Both in the framework of JVN automata and EVN automata, ordinary transmission states (blue arrows) and special transmission states (red arrows) can be arranged in sequences forming transmission lines. Both the ordinary and the special transmission states can be found in two different excitation levels: the quiescent state (blue for the ordinary and red for the special) and the excited state (cyan for the ordinary and magenta for the special). The transition rules are designed so that any quiescent or excited transmission state pointed to by an excited state becomes or remains excited at the next time step. By contrast, an excited state, which is not pointed to by an excited state but points to an excitable state, becomes quiescent at the next time step. Therefore, in a transmission line formed by a coherently oriented sequence of ordinary or special transmission states, as shown in the figure here below,
any set of excited states propagates as a train of excited states. Since the role of these trains is that of providing sequential excitations of other states (confluent state, vacuum state, etc), they will be called activation trains. An activation train formed by a single pulse is called an activation pulse or simply a pulse.

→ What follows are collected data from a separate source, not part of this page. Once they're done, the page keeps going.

Issue #269, opened 2023-07-01
test_decorator failure for Python 3.11.4


zhiruiluo:
**Describe the bug**
test_decorator.py failed during collection for Python 3.11.4 at line 65.
```python
>> signature = signature.replace(parameters=new_parameters)  
```
```bash
test/test_decorator.py:86: in <module>
    ("--b=2", 4, partial(_fn_with_all_argument_types, 1, c=1)),
test/test_decorator.py:66: in partial
    signature = signature.replace(parameters=new_parameters)
conda/envs/py311test/lib/python3.11/inspect.py:3052: in replace
    return type(self)(parameters,
.conda/envs/py311test/lib/python3.11/inspect.py:3008: in __init__
    raise ValueError(msg)
E   ValueError: non-default argument follows default argument
---------------------------------------------------------------
```
The test case ```("--b=2", 4, partial(_fn_with_all_argument_types, 1, c=1)),``` has parameters ```[<Parameter "a: int = 1">, <Parameter "b: int">, <Parameter "c: int = 1">]```

**To Reproduce**
```
pytest test/test_decorator.py
```

**Desktop (please complete the following information):**
 - Version: master
 - Python version: 3.11.4

**Additional context**

PR #270, opened 2023-07-01
Fix test_decorator issue #269

zhiruiluo:
To fix issue #269.

### DIFF
--- a/test/test_decorator.py
+++ b/test/test_decorator.py
@@ -44,27 +44,8 @@ class ListWithPopDefault(collections.UserList):
 
 
 def partial(fn: Callable, *args, **kwargs) -> Callable:
-    """Partial via changing the signature defaults."""
-
-    @functools.wraps(fn)
-    def _wrapper(*other_args, **other_kwargs):
-        return fn(*other_args, **other_kwargs)
-
-    signature = inspect.signature(fn)
-    parameters = signature.parameters
-
-    args = ListWithPopDefault(args)
-
-    new_parameters = []
-    for key, param in parameters.items():
-        param = typing.cast(inspect.Parameter, param)
-        default = args.pop(0, None) or kwargs.get(key, None)
-        if default is not None:
-            param = param.replace(default=default)
-        new_parameters.append(param)
-
-    signature = signature.replace(parameters=new_parameters)
-    _wrapper.__signature__ = signature
+    _wrapper = functools.partial(fn, *args, **kwargs)
+    _wrapper.__qualname__ = fn.__qualname__
 
     return _wrapper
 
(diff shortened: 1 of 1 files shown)


zhiruiluo:
This doesn't exactly behave like the original partial function via changing defaults.

zhiruiluo:
Added a ```delay_evaluation_wrapper``` to prevent collection error.

test/test_decorator.py
```diff
@@ -69,29 +75,41 @@ def _wrapper(*other_args, **other_kwargs):
...
+
+
 @pytest.mark.parametrize(
-    "args, expected, fn",
+    "args, expected, delay_wrapper",
     [
         ("", 1, partial(_fn_with_positional_only, 1)),
         ("2", 2, partial(_fn_with_positional_only, 1)),
-        ("2", 2, _fn_with_positional_only),
+        ("2", 2, partial(_fn_with_positional_only)),
```
lebrice, line 94: Hey there @zhiruiluo , Would you mind explaining a few things:
- why is the `delay_wrapper` is necessary here?
- Did the `inspect` module change from 3.11 to 3.11.3? Is that what broke this test?

zhiruiluo: The recently PR https://github.com/python/cpython/pull/103557 disallows pos-or-kw params without default after pos-only with default, which breaks the test for Python 3.11.4 released on June 6.

zhiruiluo: They will likely backport this change to all Python 3.11 verions.

test/test_decorator.py
```diff
@@ -43,6 +41,14 @@ def pop(self, index, default_value=None):
...
 
 
+def delay_evaluation_wrapper(fn: Callable) -> Callable:
+    def delayed_call(*args, **kwargs):
+        return lambda: fn(*args, **kwargs)
+
+    return delayed_call
+
+
+@delay_evaluation_wrapper
```
lebrice, line 51:
```suggestion
@functools.partial
```

lebrice (changes requested):
I don't really understand the change in the inspect module, and I also don't quite understand your changes here either.. 

I do understand that you want to delay the call to `change_signature(fn_with_all_argument_types, 1, c=1)` because executing it in Python 3.11.4 raises a `ValueError("non-default argument follows default argument")`.

However, before your change, `partial` here is meant as `change_signature`, it makes a variant of a function with a different signature (different default values in the signature).

Here your `delayed_wrapper` is exactly the same as `functools.partial`, and when applied to the `partial` (a.k.a. `change_signature`, it doesn't change anything, as far as I can tell. Why are you applying it to the `change_signature` function?

It also seems to my eyes like you are changing the behaviour of the rest of the test cases by only adding this additional level of "delay" to only _some_ of the test cases.


I'm going to re-read your PR, but I'd really appreciate if you could clarify this a bit for me.

test/test_decorator.py
lebrice: And at that point, as far as I can tell, this doesn't do anything, so why are we adding it?

lebrice:
Closed in favour of #273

Activation trains propagate along ordinary transmission lines and special transmission lines as sequences of excited and unexcited states behaving as binary digits (bits). Suitable combinations of transmission lines and confluent states behave as networks capable of performing logical operations. The logic is not Boolean, however, as in the framework of JVN and EVN automata the logical operator NOT (negation) cannot be included as an operation performed by a cell state. The reason for this impossibility is obvious. Were a hypothetical negation-state inserted into a quiescent transmission line, the line portion downstream to such a cell would rapidly become permanently excited, with unpredictable effects at the line end. Suitable cell-state circuits, however, can transitorily fake the logical operation NOT.